Mit den ästhetischen Vorbildern wanderte auch das in zwei Jahrtausenden angehäufte technologische Wissen über ökonomische und ökologische Grundsätze des Bauens in die Abstellkammern. "Die Gebäude wurden Theorien, konstruiert aus Beton, Stahl, Holz, Glas und Stuck", polemisierte schon vor 40 Jahren der amerikanische Schriftsteller Tom Wolfe.

Hinfort hatten Wände dünne Häute aus Glas oder Gipsmörtel, Stuck, zu sein. Da man sie nicht mehr brauchte, um ein Gebäude zu stützen – das wurde jetzt von Stahl oder Beton oder hölzernen Stützen besorgt –, war es unehrlich, wenn man Wände so klumpig baute, dass sie aussahen wie Burgmauern.

Tom Wolfe

Dass all diese Debatten nicht in ein späteres Einvernehmen mündeten, illustriert auch ein Satz des österreichischen Baumeisters Roland Rainer aus dem Jahr 1978:

Dass Architektur seit jeher die möglichst weithin sichtbaren, dauerhaften, imponierenden Zeichen, Denkmale, Monumente zu setzen hatte, Zeichenhaftigkeit also eines ihrer wesentlichen, wenn nicht ihr wesentlichstes Element ist, war gewiss eine der wichtigsten Erkenntnisse der letzten Jahre. Sie sollte aber Architekten und Gesellschaft veranlassen, nachzudenken, welche Art von architektonischem und städtebaulichem Ausdruck, welche Zeichen dem Charakter unserer gegenwärtigen Gesellschaftsordnung entsprechen. Außerdem sollte man sich bewusst sein, dass die Wirkung eines Zeichens als der bedeutungsvollen Ausnahme immer auf dem Gegensatz zur andersartigen Umgebung, vor allem zu den Wohnhäusern, beruht hat.

Ein beredtes Beispiel gibt auch Le Corbusier ab. Der radikale Propagandist modernen Bauens lehnte zwar vernakulare Bauformen als stilistisches Reservoir ab, verband aber seine Forderungen nach Standardisierung im avantgardistischen Wohnungsbau argumentativ mit einem Rückgriff auf "Urformen" traditionellen Bauens. Was heißt das?

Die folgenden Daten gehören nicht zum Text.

PR #2168, opened 2024-02-22
make salesforce-core scala 3 ready

johnduffell:
This is just a small PR to make salesforce-core module possible to compile against scala 3 (but it still compiles against 2.13 in reality)

### DIFF
--- a/build.sbt
+++ b/build.sbt
@@ -95,7 +95,7 @@ lazy val zuora = library(project in file("lib/zuora"))
 lazy val `salesforce-core` = library(project in file("lib/salesforce/core"))
   .dependsOn(`config-core`)
   .settings(
-    libraryDependencies ++= Seq(playJson) ++ logging,
+    libraryDependencies ++= Seq(playJson),
     dependencyOverrides ++= jacksonDependencies,
   )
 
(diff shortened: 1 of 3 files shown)


build.sbt
```diff
@@ -95,7 +95,7 @@ lazy val zuora = library(project in file("lib/zuora"))
 lazy val `salesforce-core` = library(project in file("lib/salesforce/core"))
   .dependsOn(`config-core`)
   .settings(
-    libraryDependencies ++= Seq(playJson) ++ logging,
```
johnduffell, line 98: unused

lib/salesforce/core/src/main/scala/com/gu/salesforce/SFAuthConfig.scala
```diff
@@ -14,7 +14,7 @@ case class SFAuthConfig(
 
 object SFAuthConfig {
   implicit val reads: Reads[SFAuthConfig] = Json.reads[SFAuthConfig]
-  implicit val location = ConfigLocation[SFAuthConfig](path = "sfAuth", version = 1)
+  implicit val location: ConfigLocation[SFAuthConfig] = ConfigLocation[SFAuthConfig](path = "sfAuth", version = 1)
```
johnduffell, line 17: implicits must have explicit type in scala 3

tomrf1 (approved):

Nichts anderes, als dass Architektur das Bauen braucht als eine Art dialektischen Gegenspieler. Diese Erkenntnis sieht man mitunter bei den Pionieren der Moderne angelegt. Doch man findet sie ebenso im anonymen Bauen anderer Kulturkreise, das gar keine ausgewiesenen Architekten benötigte.

Wie auch immer: Mit der Freiheit der (Bau)Kunst ist das so'ne Sache. Als "Handlanger in einer Häuserfabrik" charakterisierte Brigitte Reimann das Metier des realsozialistischen deutschen Architekten in ihrem Roman Franziska Linkerhand. Und doch ist dieses unbarmherzige Urteil wohl weniger zynisch als mitleidig gemeint. Die Probleme eines Berufsstands "zwischen Macht und Ohnmacht" waren ja nicht nur eingebildet, wie selbst der überzeugte Sozialist Lothar Kühne kurz vor seinem Freitod einräumen musste:

Das Beklagen von Monotonie innerhalb unserer Architektur ist im Grunde nur eine sich ihres Inhalts nicht voll bewusste Äußerung von Unbehagen, dessen Ursachen weder durch die Künste des Malermeisters noch durch die des friseurkünstlerischen Architekten zu beheben sind. Architektur ist als Aufgabe gestellt. Und zugleich ist es gut, zu begreifen, dass bestimmte architektonische Lösungen von gesellschaftlichen Determinanten abhängen, die durch den Architekten allein nicht unmittelbar zu beeinflussen sind.

Die Einsicht in diese Wahrheit müsste weiterreichen. Denn sie mündet in die Frage, ob uns die Fähigkeit, lebenswerte Städte mit urbanen Räumen zu schaffen, verloren gegangen ist. Die jüngst fertiggestellten Neubauviertel wirken überwiegend monoton, irgendwie steril, kaum nutzungsgemischt. Ihre Erdgeschosszonen sind weithin blind, erzeugen jedenfalls kein städtisches Leben. Allein schon diese Beobachtung macht deutlich, dass die Bauhaus-Diskussion von damals auch heute noch virulent ist.